#### crashtest84

##### New member
I don't understand how they are justifying the replacement that is being made in this example. It makes sense but I can't quite grasp the logic that's being used here so I don't think I'd be able to implement this method on other problems. Any help would be appreciated!

#### crashtest84

##### New member
Replacing absolute value

This sort of makes sense when I see what they've done but I don't understand the logic well enough to use this method myself. It seems a little arbitrary. Any help would be appreciated!

#### HallsofIvy

##### Elite Member
I have no idea what you are asking! You post what appears to give an "alternative method" to solving a problem but you don't post the problem itself.

#### HallsofIvy

##### Elite Member
?? Is this the same problem as in your thread "Replacing absolute value"? Again, you show just part of the information. Apparently this involves a first order differential equation with a given initial condition, apparently of the form y(-1)= some given number. If that is correct then the "logic" is that you have found the general solution to the differential equation to be of the form y(x)= F(x, C) where C is a "constant of integration", the undetermined constant that occurs when integrating (because the derivative of any constant is 0).
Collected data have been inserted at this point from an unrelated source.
PR #1410, opened 2018-05-17
 [Bugfix] GitVersion crashes if there are multiple branches containing the keyword develop and the current branch has Increment policy set to Inherit with current commit being a merge commit

ruhullahshah:
- Problem
In case there are multiple branches containing the keyword `develop` and the current branch has an increment policy set to inherit e.g. `feature/x`, if the current commit is a merge commit, GitVersion crashes.

- Root Cause
In case of merge commits, GitVersion derives the branch configuration from `master` or `develop`. When multiple develops exist, any one of them can be selected, in case of the attached test repo it is `bob_develop`. While trying to derive the configuration of `bob_develop`, the regex is modified in `Config.cs` as shown in the changelist. This causes a regex mismatch and hence the invalid configuration attached to `bob_develop`

- Fix
Remove the `^` added to the branch regex. Either the `^` should be present in the branch regex itself or not at all.

Attached is a repo where this problem can be reproduced.
[test-repo.zip](https://github.com/GitTools/GitVersion/files/2013139/test-repo.zip)


tvoyle:
@asbjornu  @arturcic This change to the default branch regexes breaks determination of master or develop if there is no local tracking branch as it will not match origin/(master|develop)

The BranchConfigurationCalculator checks against Branch.FriendlyName, which includes the remote, when trying to find master or develop.

Should the checks be switched to use Branch.NameWithoutRemote instead?

asbjornu:
@tvoyle: Thanks for both testing and alerting us! Are you up for submitting a PR changing from `Branch.FriendlyName` to `Branch.NameWithoutRemote`?

PR #1248, opened 2017-06-30
Upgrade LibGit2Sharp from v0.23 to v0.24

asbjornu:
This PR upgrades `LibGit2Sharp` from version `0.23` to version `0.24` and `LibGit2Sharp.NativeBinaries` from version `1.0.160` to version `1.0.185`.

PR #1416, opened 2018-05-30
Update LibGit2Sharp to 0.25.0-preview-0033

### LINKED ISSUE #1415: Update libgit2sharp to 0.24+ to fix path issues with escape sequences
`libgit2sharp` can't load the native DLL if the path contains `%2F`, which happens frequently on Jenkins when building pipelines in nested folders.

libgit2/libgit2sharp#1389 was fixed in libgit2/libgit2sharp#1409, which appears to be in 0.24+. It looks like GitVersion `master` is still targeting a prerelease of `0.23`. Any chance we can upgrade to 0.24+ and cut a release? I'd be happy to send a PR if that is acceptable.

We can work around this by setting a `customWorkspace` on the Jenkins node definition, but I'd really like to not have to update all my builds with custom workspace naming logic just to get nice versioning.

nlowe:
Based on #1248, this Upgrades `LibGit2Sharp` to `0.25.0-preview-0033`. Getting tests to pass required upgrading `GitTools.Testing` and `GitTools.Core` to the latest version. `GitTools.Testing`'s minimum target is `4.5.2`, so the testing projects had to be upgraded.

Starting with `0.25.0-preview-0073`, `LibGit2Sharp` is `netstandard2.0` only. I ran into target file issues with the targets that add references to the native binaries. I have to look into this more but I believe the simplest solution is to go straight to `netstandard2.0` here (#1175 ?). If you're uncomfortable running on a pre-release, I can re-do this to target 0.24.1 as it still fixes #1415 for me. Let me know what you think.

Fixes #1415

### DIFF
--- a/src/GitVersionCore.Tests/GitVersionCore.Tests.csproj
+++ b/src/GitVersionCore.Tests/GitVersionCore.Tests.csproj
@@ -70,5 +70,4 @@
   <ItemGroup>
     <Service Include="{82A7F48D-3B50-4B1E-B82E-3ADA8210C358}" />
   </ItemGroup>
-
 </Project>
--- a/src/GitVersionCore.Tests/Mocks/MockQueryableCommitLog.cs
+++ b/src/GitVersionCore.Tests/Mocks/MockQueryableCommitLog.cs
@@ -36,16 +36,6 @@ public class MockQueryableCommitLog : IQueryableCommitLog
     {
         throw new NotImplementedException();
     }
-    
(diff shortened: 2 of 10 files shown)


nlowe:
Rebased on master, there were a lot of conflicts with the recent dotnet core merge.

dazinator:
Sorry guys, it looks like multiple people have tried to do the same thing and there are overlapping pr's. Im closing this one in favour of #1422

In order to determine what C must be we must get an equation involving only C. To do that we replace x and y with the values given in the initial condition. If that initial condition is of the form y(-1)= A then replace x by -1 and y by A to get an equation in C only.

I can't say more than that without knowing what the differential equation (or at least the general solution) is and what the initial condition is.

#### Dr.Peterson

##### Elite Member
This sort of makes sense when I see what they've done but I don't understand the logic well enough to use this method myself. It seems a little arbitrary. Any help would be appreciated!

View attachment 10640

Here we have replaced |y - 1| by 1 - y and |x + 3| by x + 3, since we are interested in x and y near the initial values x = -1, y = 0 (for such values, y - 1 < 0 and x + 3 > 0).

then you are given an explanation, but perhaps it needs a little more.

Apparently in the problem you didn't show, you only need to find a solution that includes (-1, 0), so you can restrict your attention to points near there.

If x is near -1, then x + 3 is near 2, and therefore is positive (taking "near" to be "no farther away than 2 units"). The absolute value of a positive number is the number itself, so |x + 3| = x + 3 in this case.

If y is near 0, then y - 1 is near -1, and therefore is negative (if y is within 1 of 0). The absolute value of a negative number is its negative, so in this case |y - 1| = -(y - 1) = 1 - y.

That is what they are saying.

Is that what you were asking? (It helps to both state the context, and be specific in what you ask.)